[PATCH 03/10] mm: convert i_mmap_mutex to rwsem

From: Davidlohr Bueso
Date: Thu Oct 30 2014 - 15:44:31 EST


The i_mmap_mutex is a close cousin of the anon vma lock,
both protecting similar data, one for file backed pages
and the other for anon memory. To this end, this lock can
also be a rwsem. In addition, there are some important
opportunities to share the lock when there are no tree
modifications.

This conversion is straightforward.
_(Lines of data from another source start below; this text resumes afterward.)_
PR #882, opened 2026-09-14
WIP: restore the qualification subsystem — held: the gate is opt-in and off, its verifier is 7,522 lines stale, and its evidence fails its own shape rule

MongLong0214:
> **Scope corrected 2026-09-19.** The product half of this branch — the router change, three LabelSets, eight observation records and the AX sheet census — moved to **#922**, rebased onto today's `main` and passing all 67 guards. What remains here is the qualification subsystem, and it is **not mergeable in its current form**. Three independent reasons, each reproduced from the source rather than repeated from a review.

## 1. The gate is opt-in, and it is off

All seven gate steps in `release.yml` carry:

```yaml
if: ${{ vars.ADR001_QUALIFICATION_ENFORCED == 'true' }}
```

`ADR001_QUALIFICATION_ENFORCED` is set **nowhere** — not in the repository, and not as a GitHub Actions variable (`gh api repos/…/actions/variables` returns nothing). Restoring 9,534 lines would change what a release does by exactly nothing.

This branch's own test file already says it: `Tests/LogicProMCPTests/Issue815OptInGateTests.swift:11` — *"An opt-in gate is not a gate"* — and `:44` asserts all seven steps are skippable.

## 2. Flipped on, the verifier that runs is a July build

```yaml
ref: 67fec5fccf817f9978022f0ca262b80a789e2dce
```

`git diff --stat 67fec5f <this branch> -- Sources/LogicProMCP/Qualification` is **10 files, +7,522/−231**. The pinned tree has no `SemanticOracles.swift` and no `SemanticOracleTable.swift` — the machinery Phase B is built on. It also knows 107 `OperationID` cases where the tree has 113, so six operations can break and still pass the enforced gate.

## 3. The Phase-B evidence cannot pass this branch's own verifier

A mutating case reaches `.passed` only through `expectedZeroWriteRefusalObserved`:

```
QualificationTransport.swift:338   guard expectedZeroWriteRefusalObserved else { return .failed }
                      :373         isError == true && state == "C"
QualificationRunner.swift:383      operationIsError: operationResult?.isError     // → true
                      :1904        && evidence.operationIsError == false          // requires false
```

`true == false` is not satisfiable. Every Phase-B case that reaches `.passed` is structurally rejected by the verifier in the same commit.

**Nothing caught this** because no test puts a Phase-B record through verify: the argument label `mutationRestore:` appears **zero times** in `Tests/`. The records that ARE verified are synthetic fixtures with `preState: "Before", mutation: "After"`.

## Also to settle before this lands

- **The PR's numbers disagree with each other.** The body says `passed 20 → 26`; this branch's own `docs/roadmap/README.md` says `20 → 33`; `Fixtures/qualification/README.md` says `36 … 38`; an observation record says `sweep_passed: 36`. No artifact reproduces 20 or 26, and `--qualify`'s `exit 0` is an unconditional `return` at `QualificationRunner.swift:212`.
- **`--qualify` mutates the open project and the body does not say so** — it renames track 0 to `qualification_phase_b_probe`, creates a marker, writes the tempo and moves a fader. This branch's own records document leaked markers and tracks.
- **`tracks.list_library` was closed as unfixable on a wrong reading.** The body says `scan_library` never writes the cache file. It does: `AccessibilityChannel+Library.swift:270`, and `parseScanMode` returns `.disk` for an empty mode, so the DEFAULT scan writes `library-inventory-disk.json` while the reader looks for `library-inventory.json` — a filename split whose reader half was never written. Nothing in `Sources/` reads the `-disk` name.
- **95 commits stale.** Its last green CI ran a `roadmap` job that no longer exists; the guard count went 31 → 67 while it sat.

## What would make this mergeable

Answer 1–3. A gate whose enforcement is a repository variable nobody sets, whose pinned verifier predates the evidence it must check, and whose evidence its own shape rule rejects, is three separate things that each need a decision — not a rebase.


MongLong0214:
## Independent review (gpt-5.6-sol, xhigh, read-only) at the exact head `fc74d373` — verdict BLOCK

Scope given to the reviewer was the 23 files that are new or changed against `a5ea8674`, the last commit before this subsystem was deleted; the other 16 files were restored byte-identical and were declared out of scope. The reviewer reported opening every file in that list.

I did not forward the verdict on its own. Three of the five blockers I then read myself at this head, and one of them I had already found independently before the review ran. Those notes are marked below.

---

### BLOCKER 1 — an unavailable readback can become a recorded PASS

`QualificationTransport.swift:301` promotes any non-nil mutation record once `readbackFreshness` is admissible, but `:555` evaluates the later generic operation readback rather than the record's own pre/mutation/restore readings. Those recipe readings parse only `data` and ignore `source`, `readable` and `ax_occluded` (`:1794`). And `QualificationReadbackFreshness.swift:131` returns `.admissible` immediately for any policy that is not `.readbackRequired` — which includes `mixer.set_volume` and `mixer.set_pan`, both `.none` at `OperationRegistry.swift:546`.

Scenario: the volume recipe reads 0.4 → 0.5 → 0.4 from cached envelopes; the following `logic://mixer` read answers `data_source:"mixer_not_visible"`; the policy is `.none` so that unavailable read is "admissible"; status becomes `.passed` and `:254` publishes the unavailable artifact as `verified:true`.

**Not verified by me.** This is the one finding I did not re-derive, and it is the most consequential, so it should be checked before it is accepted or dismissed.

### BLOCKER 2 — the Phase-B cycle qualifies a bare index 0 and can corrupt another track on restore — **I verified this**

`QualificationTransport.swift:1826` is literally `let trackIndex = 0`. Both the mutation (`:1837`) and the restore (`:1853`) send `params: ["index": trackIndex, ...]`. `observedTrackValue` reads `rows[trackIndex][field]` and returns only the `Double` (`:1794`) — the row's stable reference is right there and is discarded.

Scenario: track A is index 0 at 0.4, track B is 0.8. The user reorders B to index 0 after the pre-read. The recipe moves B to 0.5, sees a change from A's 0.4, and "restores" B to A's 0.4. Every comparison passes, a qualification record is emitted, and the operator's track B is left at a value it never had.

This is the positional-targeting rule this repository applies everywhere else, and the handoff says the Phase-C track cycles were given a carried identity for exactly this reason. Phase-B volume/pan did not get one.

### BLOCKER 3 — no compensating cleanup between a landed write and its restore — **I verified this**

In `valueRestoreCycle` the write lands at `:1837`, the readback that can throw is at `:1846`, and the restore does not begin until `:1853`. The only `defer`s in that function are the two `nextID` counters. There is no defer that restores the value.

Scenario: `mixer.set_volume` succeeds, then `logic://tracks` times out. The `try` exits before the restore; the outer catch at `:1237` records a refusal and the sweep continues. The operator's volume stays changed. The transport, selection and boolean-toggle cycles have the same mutate → read → restore ordering.

### BLOCKER 4 — a Korean project name can be mistaken for the Key Commands window — **I verified the mechanism**

`AXLocalePolicy.swift:1040` adds the variant `키 명령` to `keyCommandsWindowTitle`, and `ArmKeyCommandSetup.swift:851` matches it with `mode: .contains` against every Logic window title. A project named so that its arrange-window title contains `키 명령` matches. The reviewer traces the consequence to `:493` → `:468`, where a setup that then finds no `AXSearchField` presses that window's close control.

The label's own rationale already says the head is matched "because the preset name and the edited marker vary", and the call site's comment states the case-insensitivity widening deliberately — but neither considers a *document* title carrying the fragment. The added negative test (`ArmKeyCommandSetupTests.swift:1186`) only uses titles with no known token, so it cannot see this collision.

### BLOCKER 5 — CI no longer runs the live Formula-hash gate — **already found independently, and already fixed elsewhere**

This one is **not this branch's regression** and the reviewer could not have known that from the diff it was given. `1fc80e79` deleted the whole `roadmap` CI job on `main`, which is what invoked `Scripts/ci-verify-formula-sha.sh`; the script was never deleted and is still in the tree with no caller. `run-repo-guards.py` discovers only `check-*.py` and `test_*.py`, and the discovered `test_ci_verify_formula_sha.py` uses local fixtures rather than the live release comparison.

I filed this as #887 before the review returned and #888 restores the job. **Do not fix it on this branch** — it would collide with #888. The finding stands; its owner is different.

### P1 6 — the new AX census turns an unreadable tree into a successful empty measurement

`Scripts/livekit/ax_sheet_census.swift:28` maps every AX error to `nil`, `:35` turns a failed child read into `[]`, and `:74` turns an unreadable window list into `[]`. With Logic running but Accessibility permission absent, the script emits valid JSON with `"windows":[]` and exits 0 (`:87`). A failed census then reads exactly like a measured absence — the failure class this repository names most often.

### P1 7 — a new Phase-B assertion is vacuous when every recipe disappears

`QualificationRunnerTests.swift:1743` calls `withEvidence.allSatisfy` without requiring `withEvidence` to be non-empty, and `:1752` accepts every recipe-less mutating operation as `.notQualified`. Delete every Phase-B recipe and the test still passes: the `allSatisfy` succeeds vacuously and the non-empty credit check at `:1887` can be satisfied by read-only operations alone. Separately, the whole real-process test is skipped when `.build/release/LogicProMCP` is absent (`:1639`), and the CI `test` job only runs `swift test` while the release build happens on a different runner.

### Phase C

Nothing reaches either Phase-C track cycle: both call sites (`:1122`, `:1135`) are gated by the `false` constant at `:3625`, as intended. The dormant code can still leak if it is flipped — `trackStagedDeleteCycle` sets `stagedNeedsRemoval = false` at `:3410` *before* creating the replacement at `:3411`, so a create that lands and then times out throws before `:3419` re-enables cleanup and the defer at `:3336` skips the deletion. The initial create cycle likewise invokes its create at `:3126` before installing its cleanup defer at `:3144`. That is worth fixing before the flag is ever flipped, not after.

### What held, checked rather than assumed

- The German variants introduce no second collision: `Erzeugen`, `Neue Spur`, `Importieren` and `Nein` are exact-matched, `Spuren` is a title suffix, and only `Tempo-Informationen` uses containment. Prefix and containment matching is case-insensitive but diacritic-SENSITIVE (`AXLocalePolicy.swift:95`), so accent folding does not widen them.
- `ChannelRouter` preserves the answering channel's state and only adds refusal metadata; the changed track-create path requires a count delta and a settled modal before State A (`AccessibilityChannel+Tracks.swift:2117`). No new success-without-readback and no new positional targeting in those two files.
- A timeout of the operation's own probe does fail, via `failureReason` at `:260`. Blocker 1 is specifically the recipe/generic mismatch plus the `.none` freshness bypass, not timeouts in general.
- No new dead `#expect(x == true)` / `?? false` / `== .some(true)` assertions. Finding 7 is ordinary logical vacuity, not the macro defect.

### One coverage discrepancy in the review itself

The reviewer lists `.github/workflows/release.yml` among the files it opened, while its own text says that file is not in the scope list and has no diff from `a5ea8674`. Both statements cannot describe the same thing as in-scope work. It does not affect any finding above, but it is the kind of claim that should not be inherited silently.

MongLong0214:
### Merge note: this branch and #888 do not conflict textually, but the merged tree fails three guards

Trial-merged this branch into `fix/887-restore-collateral-guards` in a throwaway worktree. `ci.yml` and `docs/roadmap/README.md` auto-merge with **zero conflicts**. The merged tree then fails `check-observation-records.py`, `check-observations-cover-live-walls.py` and `check-observation-ratchets.py`, and the reason is the same one in all three.

#888 restores a guard that requires `issues` entries in an observation record to be integers, because the reader that consumes them does `int(n)`. Every record written before 2026-09-13 uses `306`. Records written after that date use `"#306"` — the convention drifted the day its reader was deleted.

**It is still drifting.** Twelve records on this branch carry the string form, the newest dated 2026-09-15:

```
2026-09-14-a-korean-input-source-silently-breaks-every-key-command-operation      ['#373']
2026-09-14-arm-named-its-own-precondition-and-the-router-threw-it-away            ['#373']
2026-09-14-one-resource-names-its-provenance-differently-…                        ['#373', '#284']
2026-09-14-phase-c-live-needs-a-logic-with-no-open-document                       ['#373', '#284']
2026-09-14-the-arm-key-setup-could-not-see-a-window-that-was-open-in-front-of-it  ['#373']
2026-09-14-the-control-surface-channels-are-not-set-up-…                          ['#373']
2026-09-14-the-freshness-gate-asked-the-mixer-for-a-field-it-does-not-publish     ['#373', '#284']
2026-09-14-the-marker-list-settles-in-seconds-…                                   ['#373']
2026-09-14-the-routing-graph-publishes-nothing-or-23-nodes-…                      ['#291']
2026-09-14-two-menu-items-one-name-and-every-ax-attribute-identical               ['#373']
2026-09-15-an-auxiliary-window-steals-the-track-menu-…                            ['#373', '#284']
2026-09-15-phase-c-live-runs-and-four-destructive-operations-land-…               ['#373', '#284']
```

Three days of a convention decaying with nothing to say so, which is the argument #887 makes, measured on this branch rather than asserted.

**Nothing is required of this branch before it merges** — the guard is not in the tree here, so CI is not wrong to be green about it. Whichever of the two lands second normalises these twelve (only the numeral changes; no other byte of a record moves) and re-runs `check-observation-ratchets.py`, whose ceiling will need to absorb this branch's new records and label variants the same way #888's does for the earlier ones.

Raising it now so it is a known step rather than a surprise red on `main`.

MongLong0214:
### Status: the lockfile blocker is closed; the five review findings are not. The branch is unchanged at `fc74d373`.

**CI is green on this head** — `compile`, `test` and `build` all succeeded, and the step that had been red since this branch was opened now reads `Verify Package.resolved is unchanged: success`. That is the gate confirming the manifest/lockfile pairing, not an argument about it.

**It is not merged and should not be**, for the reason this repository already writes down: green CI plus a self-review is not the bar. Four of the five blockers in the review above were re-read at this exact head and confirmed, and two of them (B2 and B3) can leave the operator's own project changed.

**An attempt at fixing them was made and abandoned honestly.** A worker was given the five findings with the decisions pre-made and got through a first pass — 887 lines across five files — before the account hit its usage limit (retry 2026-09-19). It never reached its own verification step. Measured afterwards rather than assumed:

```
swift build --build-tests   succeeds
swift test                  ABORTS — libc++abi, uncaught NSException, in
                            QualificationSubprocessSession.startReaders -> readAvailable -> NSFileHandle
```

It was mid-way through writing a mock MCP-server fixture into `QualificationRunnerTests.swift` when it stopped. So the patch compiles and destroys the suite, which is the worst shape to leave anywhere near a branch somebody might push. It is preserved on a local `wip/882-blocker-fixes-partial` and **this branch is untouched at `fc74d373`**.

Two things in it look right on reading, and are recorded so the next attempt does not start from zero: the volume/pan cycle reads the row's `track_ref`, refuses rather than falling back to an index, AND re-checks that the reference did not change between readings — stronger than what was asked for. The Key Commands matcher pairs the title containment with the absence of `AXDocument`. Everything else has plausible shape and no evidence, which is not the same as being done.

**One finding is not this branch's to fix.** BLOCKER 5 (CI no longer runs the live Formula-hash gate) is inherited from `main`: `1fc80e79` deleted the whole `roadmap` job, and `ci-verify-formula-sha.sh` has been sitting in the tree with no caller since. #888 restores it. Fixing it here would collide.

**A merge note that has not changed**: this branch and #888 auto-merge with zero conflicts, but the merged tree fails three guards, because twelve observation records here still write `"#373"` where every record before 2026-09-13 writes `373`. Whichever lands second normalises those twelve.

MongLong0214:
## A blind review of the fix found six more, and two of them are my own false statements

Both external review providers are unavailable — codex is rate-limited until 2026-09-19 and grok's balance is exhausted (HTTP 402). So the fix at `28b1b368` went to a BLIND reviewer instead: a fresh agent given the worktree, the diff, and the four claims to break, with no access to this thread, the commit messages, or any of my reasoning. This repository's own record says blind packets beat vendor diversity, and that held today.

**It is same-provider.** That is a real gap against the cross-provider bar and it is stated rather than papered over.

Every finding below I then checked myself in the code. All six are real.

### F1 — I named the wrong operations, and the comment asserting it is in three places

I wrote that `mixer.set_volume` and `mixer.set_pan` are `VerificationPolicy.none`, so `readbackFreshness` short-circuits for them. **They are not.** `OperationRegistry.swift` hardcodes `verification: .readbackRequired` for the whole `.logicMixer` block; the `.none` sitting beside those rows is the **ConfirmationPolicy** — the tuple is `(OperationID, String, ConfirmationPolicy, TargetPolicy, Set<String>)`. I read the third element as the wrong axis and then wrote the mistake into two source comments and a test-suite docstring as the premise for the whole check.

I also wrote "the only two operations this record is built for". Fourteen cycles in that file produce a `QualificationMutationRestoreRecord`.

### F2 — and the check was inert exactly where it was the only defence

The operations where freshness really is vacuous are `transport.toggle_cycle` and `transport.set_tempo`, both `.none`. Those read `logic://transport/state`, whose envelope carries neither `readable` nor `verified_empty` — it says the same thing as `unverified: true` beside `source: "cache"`. So `readingThatDidNotHappen` could only ever fire on `ax_occluded` for that family: a promotion resting on three readings the resource itself labels unverified would have passed.

`unverified` is checked now. Removing that one line turns the new case red.

### F4 — my own catch had the hole it was written to close

`catch let error as QualificationTransportError`. `observedTrackValue` calls `try JSONSerialization.jsonObject(...)`, which raises an `NSError` on a malformed `logic://tracks` body, and that is reached from BOTH post-write readbacks. A landed write could exit the function with no compensation at all, and the sweep's untyped catch recorded a refusal carrying no note. The comment above it asserted a universal the catch was narrower than. It catches everything now.

### F5 — compensating a write that never happened can move a fader the product left alone

`failing()` compensated unconditionally, including on the `phase_b.mutation` refusal path. `mutationSaysItFailed` fires on `state == "C"`, which for these operations is the fail-closed refusal carrying `write_attempted: false` — nothing was written. The compensating write then drives the fader to `pre.value`, read from the poller-backed cache. If the operator has moved that fader by hand since the last poll, the mixer ends up somewhere neither the product nor the operator put it, on a path where doing nothing was correct.

The refusal's own `write_attempted` field is consulted now, and it is the only thing treated as authoritative that nothing moved.

### F6 — "sent" was being reported as "landed"

`compensateValue` returned a success sentence for anything that was not State C. State B is accepted-but-unverified and is not State C, so a compensating write the server took but that moved nothing read identically to one that worked. It re-reads now and answers `LANDED` / `SENT BUT NOT LANDED` / the reference changed / the confirming read failed.

### F8 — the new AXDocument discriminator was fail-open toward closing a project window

`AXHelpers.getAttribute` collapses a failed read into `nil`, and `nil` is the answer that means "this is the Key Commands window". An AXDocument read that times out on a busy Logic — which is the state right after Option+K — selected the operator's arrange window, and on the no-search-field path cleanup presses that window's close control. The status-preserving seam (`getAttributeResult`) existed and is wired in production; I had not used it.

It is used now, a read failure refuses the window, and the fixture gained the ability to make that read fail so the case can actually be driven. Reverting the fix turns it red.

### Two overclaims of mine, also corrected

- The value-cycle positive control proves **a value cycle ran**, not that it addressed the track by `track_ref` or that a failed cycle compensated. Revert the targeting and delete the compensation and it still passes. The comment said otherwise; it now says what it controls for and names what has no regression control below the live gate.
- `readback` / `restore_readback` were compared with `contains`, and `"restore_readback"` contains `"readback"` — so a misattributed middle reading would have passed. `hasPrefix` now.
- A comment 100 lines from my new assertion still said "a mutating operation cannot reach `passed` at all today". My own `#expect(!creditedMutating.isEmpty)` passes on a live run, and credit requires `.passed`. The comment was stale; corrected.

### Not fixed, reported

F3 (`readingThatDidNotHappen` treats `{"data":null}` as data-present while `QualificationReadbackFreshness.isEmpty` treats it as empty — two authorities answering the same question differently), F7 (a `trk_` reference encodes index + name, so two identically-named tracks swapping rows are not distinguished by the mid-cycle identity check — the server-side `liveTrackIdentityGuard` is what stops the write, and it has its own residual), F9 and F10 (the census's top-level `AXWindows` path exits on `.noValue`, the inverse of the rule the descendant walk applies 30 lines earlier; and only the AXChildren axis is instrumented, so `bool(window, "AXModal") ?? false` still publishes a failed read as `modal: false`).

MongLong0214:
## What this branch needs after #894, measured rather than guessed

#894 makes every new observation record carry its relationship to Logic's own data. This branch adds **13 records**, and the waiver list may only shrink, so none can be exempted.

That would have been a problem. Several of these state facts about Logic's **behaviour**, not about its **strings** — "the routing graph publishes nothing or 23 nodes depending on read order" has no key to cite and nothing to prove absent, and forcing a citation there produces a perfunctory one. So schema 3 is gaining a third declaration, `canon_not_applicable`, bounded mechanically: **a record may say the axis does not apply only if none of its readings resolves in the corpus.** Quote a string Logic ships and a citation was available, so the declaration is false.

Running that bound over all 13 records of this branch, against Logic 12.3 (6674):

**Five need citations** — their readings quote strings Logic ships:

```
25 citable   2026-09-15-phase-c-live-runs-and-four-destructive-operations-land
 8 citable   2026-09-14-the-arm-key-setup-could-not-see-a-window-that-was-open-in-front-of-it
 5 citable   2026-09-15-german-logic-blocks-in-the-new-track-sheet-...   'Neue Spur', 'Erzeugen'
 2 citable   2026-09-14-a-korean-input-source-silently-breaks-every-key-command-operation
 2 citable   2026-09-14-two-menu-items-one-name-...   '컨트롤러 할당…', '모든 컨트롤 서피스 바이패스'
```

**Eight may decline** — behaviour, read order, settle time, window focus:

```
arm-named-its-own-precondition-and-the-router-threw-it-away
one-resource-names-its-provenance-differently-...
phase-c-live-needs-a-logic-with-no-open-document
the-control-surface-channels-are-not-set-up-so-six-operations-send-into-nothing
the-freshness-gate-asked-the-mixer-for-a-field-it-does-not-publish
the-marker-list-settles-in-seconds-and-a-poll-that-does-not-wait-reads-a-stale-answer
the-routing-graph-publishes-nothing-or-23-nodes-depending-on-read-order
an-auxiliary-window-steals-the-track-menu-and-that-is-the-sweep-only-failure
```

The split is **derived, not chosen.**

## The rest is smaller than it looks, and one part of it is confirmed rather than corrected

The `locales:` field this branch adds is validated by the corpus: `Toggle Track Record Enable` and `트랙 녹음 활성화 토글` are Logic's own value under **one key**, so the mechanism is right and the value was not a guess.

Five strings are uncitable, and expectedly:

```
Learn by Key Label / Learn by Key Position / Learn New Assignment
    English lives in KeyCommands.nib, not in a .strings overlay — Apple's Base
    internationalization, filed as #895. Their Korean IS citable and should be cited.
Logic Pro Virtual In / Out
    CoreMIDI port names this product creates at runtime. No Logic asset could carry them.
```

Prefer **semantic keys** over Interface Builder object ids when both carry a value: 9.4% of the corpus is `300557.title`-shaped, and those are renumbered when a nib is rebuilt, so such a citation can break without Apple changing the string. Of the values this branch needs, nine of ten have a semantic alternative.

## Logic canon

```text
logic-canon://strings/Contents%2FFrameworks%2FLogic.framework%2FVersions%2FA%2FResources%2FLocalizable.strings/ko/Toggle%20Track%20Record%20Enable#value
  value:    트랙 녹음 활성화 토글
  used for: the `locales:` value this branch types by hand, shown to be Logic's own
```

MongLong0214:
## Canon prep, measured on Logic 12.3 build 6674

After #894, this branch's 13 observation records are all schema 1–2 and rule 6 refuses a new record below schema 3. Rule 13 then decides, mechanically, which of them may decline the axis and which must cite. Running it against each record:

```
must cite   5     their readings quote a string the corpus holds
may decline 8     they measure timing, ordering and plumbing, not a string Logic ships
```

That split is derived, not chosen. The eight are the routing-graph, freshness-gate, marker-list-settling, arm-precondition, provenance-naming, phase-C-preconditions, control-surface-channels and auxiliary-window records.

## The five, with the key and why that key

| reading | reference | why this key |
|---|---|---|
| `Smart Controls` | `Localizable.strings/ko/Smart Controls#value` | see below — the value in **ko** is `Smart Controls` |
| `트랙 녹음 활성화 토글` | `Localizable.strings/ko/Toggle Track Record Enable#value` | the key is the command's English name; `AXLocalePolicy` already carries that as canonical |
| `Neue Spur` | `Localizable.strings/de/New Track#value` | five candidates; the other four are take handling and bounce dialogs. This key gives `New Track` in en and sits beside `Create` and `Cancel` |
| `Absolute Zero` | `Item.strings/…/InsP/Absolute Zero#value` | a plug-in preset name in the content database |
| `컨트롤러 할당…` | **two candidates, unresolved** | `Localizable.strings/ko/Controller Assignments…` or `PrefsCS.strings/ko/100246.title`. A menu item argues for the first; the record is about two menu items sharing a name, so whoever writes it should confirm against the reading |

## `Smart Controls` turned out to be the interesting one

The record lists it among the toolbar customisation checkboxes, the only English entry in a Korean list (`녹음`, `재생`, `대치`, `솔로`, `카운트 인`, `라이브러리`, `인스펙터`, `빠른 도움말`, `도구 막대`, `Smart Controls`, `믹서`).

Every one of the others is in `TransportCustomization.strings` under ko:

```
녹음 100314.title   재생 100312.title   대치 100298.title   솔로 100318.title
카운트 인 100319.title   라이브러리 100333.title   인스펙터 100334.title
빠른 도움말 100336.title   도구 막대 100335.title   믹서 100328.title

Smart Controls — not in that table at all
```

It is in `Logic.framework/Localizable.strings`, and **its ko value is `Smart Controls`**, in six locales that all keep the English:

```
key `Smart Controls`   de en es fr ko pt
```

So this is not a missing translation. Apple ships the English deliberately in those six. If the record reads it as a localisation gap, that reading should change — the citation makes the correct explanation checkable.

Two other things fell out of the same look, both of which are #895:
- `TransportCustomization.strings` has **zero** `en` entries. Apple compiles the English into the nib and gives only translated locales a `.strings` overlay.
- `Learn by Key Label` is absent from all 23 corpora while `키 레이블로 학습` resolves at `KeyCommands.strings/ko/300557.title`. An author citing the Korean succeeds and one citing the English is asked to prove uncitable a string Logic ships.

`Scripts/logic_canon.py locate '<string>'` (#899) prints these candidates grouped by key, and says outright when there is more than one, because choosing between them is judgement the tool does not have.

MongLong0214:
Superseded by #926, merged as `5519079e`.

The qualification subsystem landed there with the three blockers this PR carried fixed at the root rather than rebased past:

- **The evidence could not pass its own verifier.** A mutating pass reaches `.passed` only through a probe that was REFUSED (`isError == true`), and the shape rule it was filed under demands `operationIsError == false`. `verified_write_cycle` is the third kind, bound to its mutation-restore record by digest. No test had ever put such a record through verification — `mutationRestore:` appeared zero times in `Tests/` — which is why nobody noticed.
- **`--qualify` wrote to the operator's open project and said so nowhere.** `--mutate-open-project` is now required and `--help` states the writes; the gate is on the spec list, not on the twelve recipe sites.
- **A failed run exited 0.**

The gate steps are deliberately NOT in #926. All seven were `if: vars.ADR001_QUALIFICATION_ENFORCED == 'true'` and that variable is set nowhere, so restoring them changes what a release does by nothing; deleting the `if:` would stop every tag in `build-release` for want of a secret that does not exist. And the pinned verifier at `67fec5f` answers `"semantic readback binding"` for every case except `system.health`, so turning the gate on today would reject all 21 Phase-A passes. Wiring it is its own change with a run URL as its acceptance.

The product half of this branch landed earlier as #922, #924 and #925.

For now, all users take
the write lock.

Signed-off-by: Davidlohr Bueso <dbueso@xxxxxxx>
Reviewed-by: Rik van Riel <riel@xxxxxxxxxx>
Acked-by: Kirill A. Shutemov <kirill.shutemov@xxxxxxxxxxxxxxx>
---
fs/hugetlbfs/inode.c | 10 +++++-----
fs/inode.c | 2 +-
include/linux/fs.h | 7 ++++---
include/linux/mmu_notifier.h | 2 +-
kernel/events/uprobes.c | 2 +-
mm/filemap.c | 10 +++++-----
mm/hugetlb.c | 10 +++++-----
mm/mmap.c | 8 ++++----
mm/mremap.c | 2 +-
mm/rmap.c | 6 +++---
10 files changed, 30 insertions(+), 29 deletions(-)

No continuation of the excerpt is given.